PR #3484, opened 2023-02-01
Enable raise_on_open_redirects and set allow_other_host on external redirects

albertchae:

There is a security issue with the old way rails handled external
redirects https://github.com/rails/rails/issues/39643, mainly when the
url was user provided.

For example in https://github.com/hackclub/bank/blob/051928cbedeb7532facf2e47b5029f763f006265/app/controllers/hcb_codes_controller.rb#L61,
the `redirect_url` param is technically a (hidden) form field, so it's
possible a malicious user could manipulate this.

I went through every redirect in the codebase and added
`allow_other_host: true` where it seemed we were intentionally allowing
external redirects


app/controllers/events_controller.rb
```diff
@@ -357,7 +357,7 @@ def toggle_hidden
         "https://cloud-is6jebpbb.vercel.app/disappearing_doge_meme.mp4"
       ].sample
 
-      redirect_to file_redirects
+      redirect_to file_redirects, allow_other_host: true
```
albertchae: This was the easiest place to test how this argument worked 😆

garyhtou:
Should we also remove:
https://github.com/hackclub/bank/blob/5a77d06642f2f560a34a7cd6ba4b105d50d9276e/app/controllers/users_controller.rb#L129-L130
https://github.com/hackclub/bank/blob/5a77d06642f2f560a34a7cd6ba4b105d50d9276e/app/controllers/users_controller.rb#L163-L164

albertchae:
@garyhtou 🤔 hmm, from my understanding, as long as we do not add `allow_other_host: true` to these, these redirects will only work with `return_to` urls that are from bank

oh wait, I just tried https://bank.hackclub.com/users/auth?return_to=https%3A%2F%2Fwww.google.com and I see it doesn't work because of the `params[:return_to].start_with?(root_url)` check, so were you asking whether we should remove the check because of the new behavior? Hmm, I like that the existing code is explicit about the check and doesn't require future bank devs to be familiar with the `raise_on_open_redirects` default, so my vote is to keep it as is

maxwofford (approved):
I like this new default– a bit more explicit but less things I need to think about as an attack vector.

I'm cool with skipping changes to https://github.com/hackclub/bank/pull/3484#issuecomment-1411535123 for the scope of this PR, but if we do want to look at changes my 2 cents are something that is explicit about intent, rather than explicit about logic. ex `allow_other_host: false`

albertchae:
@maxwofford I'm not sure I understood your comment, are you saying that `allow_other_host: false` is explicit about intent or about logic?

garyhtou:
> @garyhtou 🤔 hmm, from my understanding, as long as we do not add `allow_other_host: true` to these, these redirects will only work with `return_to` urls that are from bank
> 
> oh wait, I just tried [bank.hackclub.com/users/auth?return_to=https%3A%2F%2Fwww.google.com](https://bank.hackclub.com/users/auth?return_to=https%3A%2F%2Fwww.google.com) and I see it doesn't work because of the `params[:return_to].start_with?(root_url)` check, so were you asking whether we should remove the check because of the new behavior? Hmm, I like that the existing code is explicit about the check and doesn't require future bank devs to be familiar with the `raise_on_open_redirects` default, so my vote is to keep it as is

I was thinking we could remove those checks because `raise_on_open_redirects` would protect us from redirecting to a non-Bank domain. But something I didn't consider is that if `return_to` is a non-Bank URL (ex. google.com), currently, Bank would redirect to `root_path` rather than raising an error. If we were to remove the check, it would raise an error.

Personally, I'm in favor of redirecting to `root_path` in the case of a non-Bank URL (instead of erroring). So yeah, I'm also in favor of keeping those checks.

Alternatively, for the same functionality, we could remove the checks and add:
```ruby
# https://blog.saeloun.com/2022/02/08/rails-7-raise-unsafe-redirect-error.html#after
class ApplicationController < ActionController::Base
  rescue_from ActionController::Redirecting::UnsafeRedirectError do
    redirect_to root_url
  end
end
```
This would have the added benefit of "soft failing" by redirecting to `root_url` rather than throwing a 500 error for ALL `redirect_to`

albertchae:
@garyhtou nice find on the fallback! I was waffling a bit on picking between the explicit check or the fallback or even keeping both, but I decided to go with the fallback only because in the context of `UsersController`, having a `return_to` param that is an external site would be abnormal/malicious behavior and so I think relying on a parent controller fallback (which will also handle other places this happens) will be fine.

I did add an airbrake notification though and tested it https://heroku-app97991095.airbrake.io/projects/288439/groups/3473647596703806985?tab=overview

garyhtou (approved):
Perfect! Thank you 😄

☆ ☆ ☆ ☆ ☆ ☆ ☆

Retype the whole listing above exactly as it appears.

PR #3484, opened 2023-02-01
Enable raise_on_open_redirects and set allow_other_host on external redirects

albertchae:

There is a security issue with the old way rails handled external
redirects https://github.com/rails/rails/issues/39643, mainly when the
url was user provided.

For example in https://github.com/hackclub/bank/blob/051928cbedeb7532facf2e47b5029f763f006265/app/controllers/hcb_codes_controller.rb#L61,
the `redirect_url` param is technically a (hidden) form field, so it's
possible a malicious user could manipulate this.

I went through every redirect in the codebase and added
`allow_other_host: true` where it seemed we were intentionally allowing
external redirects


app/controllers/events_controller.rb
```diff
@@ -357,7 +357,7 @@ def toggle_hidden
         "https://cloud-is6jebpbb.vercel.app/disappearing_doge_meme.mp4"
       ].sample
 
-      redirect_to file_redirects
+      redirect_to file_redirects, allow_other_host: true
```
albertchae: This was the easiest place to test how this argument worked 😆

garyhtou:
Should we also remove:
https://github.com/hackclub/bank/blob/5a77d06642f2f560a34a7cd6ba4b105d50d9276e/app/controllers/users_controller.rb#L129-L130
https://github.com/hackclub/bank/blob/5a77d06642f2f560a34a7cd6ba4b105d50d9276e/app/controllers/users_controller.rb#L163-L164

albertchae:
@garyhtou 🤔 hmm, from my understanding, as long as we do not add `allow_other_host: true` to these, these redirects will only work with `return_to` urls that are from bank

oh wait, I just tried https://bank.hackclub.com/users/auth?return_to=https%3A%2F%2Fwww.google.com and I see it doesn't work because of the `params[:return_to].start_with?(root_url)` check, so were you asking whether we should remove the check because of the new behavior? Hmm, I like that the existing code is explicit about the check and doesn't require future bank devs to be familiar with the `raise_on_open_redirects` default, so my vote is to keep it as is

maxwofford (approved):
I like this new default– a bit more explicit but less things I need to think about as an attack vector.

I'm cool with skipping changes to https://github.com/hackclub/bank/pull/3484#issuecomment-1411535123 for the scope of this PR, but if we do want to look at changes my 2 cents are something that is explicit about intent, rather than explicit about logic. ex `allow_other_host: false`

albertchae:
@maxwofford I'm not sure I understood your comment, are you saying that `allow_other_host: false` is explicit about intent or about logic?

garyhtou:
> @garyhtou 🤔 hmm, from my understanding, as long as we do not add `allow_other_host: true` to these, these redirects will only work with `return_to` urls that are from bank
> 
> oh wait, I just tried [bank.hackclub.com/users/auth?return_to=https%3A%2F%2Fwww.google.com](https://bank.hackclub.com/users/auth?return_to=https%3A%2F%2Fwww.google.com) and I see it doesn't work because of the `params[:return_to].start_with?(root_url)` check, so were you asking whether we should remove the check because of the new behavior? Hmm, I like that the existing code is explicit about the check and doesn't require future bank devs to be familiar with the `raise_on_open_redirects` default, so my vote is to keep it as is

I was thinking we could remove those checks because `raise_on_open_redirects` would protect us from redirecting to a non-Bank domain. But something I didn't consider is that if `return_to` is a non-Bank URL (ex. google.com), currently, Bank would redirect to `root_path` rather than raising an error. If we were to remove the check, it would raise an error.

Personally, I'm in favor of redirecting to `root_path` in the case of a non-Bank URL (instead of erroring). So yeah, I'm also in favor of keeping those checks.

Alternatively, for the same functionality, we could remove the checks and add:
```ruby
# https://blog.saeloun.com/2022/02/08/rails-7-raise-unsafe-redirect-error.html#after
class ApplicationController < ActionController::Base
  rescue_from ActionController::Redirecting::UnsafeRedirectError do
    redirect_to root_url
  end
end
```
This would have the added benefit of "soft failing" by redirecting to `root_url` rather than throwing a 500 error for ALL `redirect_to`

albertchae:
@garyhtou nice find on the fallback! I was waffling a bit on picking between the explicit check or the fallback or even keeping both, but I decided to go with the fallback only because in the context of `UsersController`, having a `return_to` param that is an external site would be abnormal/malicious behavior and so I think relying on a parent controller fallback (which will also handle other places this happens) will be fine.

I did add an airbrake notification though and tested it https://heroku-app97991095.airbrake.io/projects/288439/groups/3473647596703806985?tab=overview

garyhtou (approved):
Perfect! Thank you 😄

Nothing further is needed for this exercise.